Energy infrastructure company TC Energy Corp. said June 9 it had terminated the $9 billion Keystone XL project, marking the end to a decade-long battle over the contentious pipeline.
Completion of the Keystone XL pipeline, which was expected to carry 830,000 bbl/d of oil from the Alberta oil sands to Nebraska, had been delayed for the past 12 years due to opposition from U.S. landowners, Native American tribes and environmentalists. Ultimately, it was U.S. President Joe Biden who dealt the final blow to the project after revoking a key permit on his first day in office.
Commenting on the decision to abandon the Keystone XL project, TC Energy CEO François Poirier said: “We value the strong relationships we’ve built through the development of this project and the experience we’ve gained.”
Alberta Premier Jason Kenney also commented on the project’s termination saying: “We remain disappointed and frustrated with the circumstances surrounding the Keystone XL project, including the cancellation of the presidential permit for the pipeline’s border crossing.”
Steve Weiler, partner at the international law firm Dorsey & Whitney LLP based in Washington, said the Keystone XL project’s termination had been expected following Biden’s executive order to revoke a Presidential Permit authorizing Keystone XL to cross the Canadian/U.S. border.

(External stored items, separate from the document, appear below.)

PR #2088, opened 2019-05-28
Fix `indented-code-wrapping` for Firefox

### LINKED ISSUE #2085: Misaligned diff view with tabs
When mixing tabs and spaces within a GitHub diff view Refined GitHub seems to screw up the indentation to make it look like there is a formatting issue when there is actually not. The issue can be seen in [1] and the raw diff in [2] where we can see there is no formatting issue. I've attached screenshots with Refined GitHub enabled and disabled.

[1] https://github.com/eclipse/omr/commit/75c09985f5d5dd6cfd7c9d1e4f4d56e9406a45c4#diff-3990e65f3237ed46d278a1a8aefbaeeaR389
[2] https://raw.githubusercontent.com/eclipse/omr/75c09985f5d5dd6cfd7c9d1e4f4d56e9406a45c4/port/common/j9nls.c

## Refined GitHub enabled
image

## Refined GitHub disabled
image

notlmn:
Quick fix that probably closes #2085. 🤞

Surprisingly, I found this fix while glazing trough the CSS spec for `text-indent` property. Thanks @bfred-it.
image

## Test
https://github.com/eclipse/omr/commit/75c09985f5d5dd6cfd7c9d1e4f4d56e9406a45c4#diff-3990e65f3237ed46d278a1a8aefbaeeaR389

### DIFF
--- a/source/features/indented-code-wrapping.css
+++ b/source/features/indented-code-wrapping.css
@@ -6,3 +6,12 @@
 	display: block;
 	line-height: 21px; /* `display: block` reduces the line height; this undoes the change */
 }
+
+/*
+ * Inline-blockify all child nodes and reset text-indentation, a fix of Firefox
+ * https://github.com/sindresorhus/refined-github/issues/2085
+ */
+.rgh-code-wrapping-enabled .blob-code-inner * {
+	display: inline-block;
+	text-indent: 0;
+}
--- a/source/features/indented-code-wrapping.css
+++ b/source/features/indented-code-wrapping.css
@@ -4,6 +4,7 @@
 
 .rgh-code-wrapping-enabled span.blob-code-inner {
 	display: block;
+	text-indent: 0; /* Default indentation for all code blocks, see Firefox fix below */
 	line-height: 21px; /* `display: block` reduces the line height; this undoes the change */
 }
 


bfred-it:
Does it also fix this? https://github.com/vatesfr/xen-orchestra/pull/3155/files#diff-37458fb9e51d193ef360403ba893e2e2R47

notlmn:
#2089 is a bug (depending on how you see it), the latest commit fixes that too.

But we might have some noticeable shifting around of code.

bfred-it:
This breaks the indentation feature for me:

notlmn:
Over the last few days, I've tried all possible ways to fix this without any side effects. Adding pseudo-elements, wrapping inside a container, and other layout changes. But as the bug seems to be in the indentation itself, we cannot stop the property from being inherited and then possibly being miscalculated.

Will close this in a day if I still can't find any solution, and in favor of https://bugzilla.mozilla.org/show_bug.cgi?id=1555903.

bfred-it:
Thanks for trying!

notlmn:
Closing this in favor of [bugzilla.mozilla.org/show_bug.cgi?id=1555903](https://bugzilla.mozilla.org/show_bug.cgi?id=1555903).

As this is a Firefox bug, doing something to fix this would result in a bug in this repo when Firefox actually fixes this.

---------------

@bfred-it I think we can continue with #2073, which at least partially solves this on Firefox. WDYT!?

bfred-it:
If #2073 completely fixes it then ok, but if it doesn't we probably have to disable `indented-code-wrapping`

notlmn:
> If #2073 completely fixes it then ok, but if it doesn't we probably have to disable `indented-code-wrapping`

Yes it does.

image

At least for the case of #2085 as far as I can verify.

notlmn:
> > If #2073 completely fixes it then ok, but if it doesn't we probably have to disable `indented-code-wrapping`
> 
> Yes it does.

Scratch that, #2073 doesn't fix #2085. Realized that that's not how tab characters are supposed to work.

#2073 now works as an independent feature.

“There are other legal challenges to the pipeline, which could have amounted to ‘death by a thousand cuts,’” Weiler said in an emailed statement. “The revocation of the Presidential Permit was a mortal blow.”
However, he noted that the death of the Keystone XL project doesn’t necessarily mean other oil pipelines stand the same fate under the Biden administration.
“It’s not the simple,” he said. “A couple months ago, the Biden administration allowed the Dakota Access Pipeline (DAPL) to continue operating, despite a federal judge’s vacating an easement issued by the Corps of Engineers, while an Environmental Impact Statement is prepared to determine whether to issue a new easement.”
“Nevertheless, given the Biden administration’s all-government approach to combatting climate change, fossil fuel projects will likely have an uphill battle to obtain any required federal government permits or authorizations,” he added.
As for TC Energy, the Calgary, Alberta-based company was hit by CA$2.2 billion (US$1.81 billion) impairment charges related to the suspension of the Keystone XL project, resulting in a first-quarter loss.
“Through the process,” Poirier continued in his statement on June 9, “we developed meaningful Indigenous equity opportunities and a first-of-its-kind, industry-leading plan to operate the pipeline with net-zero emissions throughout its lifecycle.”
“We will continue to identify opportunities to apply this level of ingenuity across our business going forward, including our current evaluation of the potential to power existing U.S. assets with renewable energy,” he said.
In April, TC Energy announced it had started exploring opportunities to invest in renewable energy as part of plans to expand its power business and lower emissions.
Currently, the company has a Canadian power business with a 4,200-megawatt (MW) capacity. The company issued a request for information, according to an April release, seeking to identify wind energy investment opportunities that would generate 620 MW of “zero-carbon” electricity for its U.S. pipeline business.
Corey Hessen, TC Energy senior vice-president and president of power and storage, added in the April release that the company is also actively evaluating options to invest directly in renewable projects where possible. The capital investment could total about $1 billion, Reuters reported citing a note by analysts at BMO Capital Markets.
This article was updated at 4:44 a.m. CT on June 10. Reuters contributed to this article.